▸ **About this task**
Everything below from the line with "That is correct" to the last line, both included, is to be written out exactly, with nothing added.

▸ **Supplied records**
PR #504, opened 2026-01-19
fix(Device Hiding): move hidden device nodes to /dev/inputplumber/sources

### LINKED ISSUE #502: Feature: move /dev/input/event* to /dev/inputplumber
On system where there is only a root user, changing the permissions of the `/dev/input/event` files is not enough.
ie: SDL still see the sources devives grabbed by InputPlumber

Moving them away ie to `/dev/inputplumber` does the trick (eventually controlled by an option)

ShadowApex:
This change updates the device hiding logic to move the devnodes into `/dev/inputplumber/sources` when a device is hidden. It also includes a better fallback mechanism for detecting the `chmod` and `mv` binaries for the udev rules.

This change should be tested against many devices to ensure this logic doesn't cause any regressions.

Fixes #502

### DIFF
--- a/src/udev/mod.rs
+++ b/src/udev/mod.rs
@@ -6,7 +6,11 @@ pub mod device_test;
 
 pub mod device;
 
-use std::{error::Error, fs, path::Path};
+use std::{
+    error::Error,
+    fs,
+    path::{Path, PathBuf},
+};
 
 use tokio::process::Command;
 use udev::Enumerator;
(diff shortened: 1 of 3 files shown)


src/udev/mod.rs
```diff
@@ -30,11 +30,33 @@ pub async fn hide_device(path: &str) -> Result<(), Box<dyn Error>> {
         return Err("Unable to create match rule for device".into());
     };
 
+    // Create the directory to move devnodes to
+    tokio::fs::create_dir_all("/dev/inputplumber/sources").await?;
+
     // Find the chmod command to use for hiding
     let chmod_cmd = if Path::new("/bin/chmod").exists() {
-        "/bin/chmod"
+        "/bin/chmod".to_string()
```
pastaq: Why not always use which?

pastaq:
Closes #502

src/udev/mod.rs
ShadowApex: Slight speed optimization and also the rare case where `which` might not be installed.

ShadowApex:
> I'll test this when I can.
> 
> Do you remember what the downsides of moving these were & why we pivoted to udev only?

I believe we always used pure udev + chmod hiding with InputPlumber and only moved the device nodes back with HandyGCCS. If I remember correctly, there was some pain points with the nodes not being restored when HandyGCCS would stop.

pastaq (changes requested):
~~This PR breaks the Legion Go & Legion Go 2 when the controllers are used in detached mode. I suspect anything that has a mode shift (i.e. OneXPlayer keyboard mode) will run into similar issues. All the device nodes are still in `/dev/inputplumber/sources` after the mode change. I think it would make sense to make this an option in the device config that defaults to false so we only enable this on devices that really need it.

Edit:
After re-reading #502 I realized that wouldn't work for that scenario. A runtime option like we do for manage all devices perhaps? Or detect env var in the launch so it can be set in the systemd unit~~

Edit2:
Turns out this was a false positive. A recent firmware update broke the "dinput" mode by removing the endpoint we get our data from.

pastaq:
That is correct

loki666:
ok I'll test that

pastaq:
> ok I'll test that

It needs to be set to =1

▸ **Result of this task**
That is correct

loki666:
ok I'll test that

pastaq:
> ok I'll test that

It needs to be set to =1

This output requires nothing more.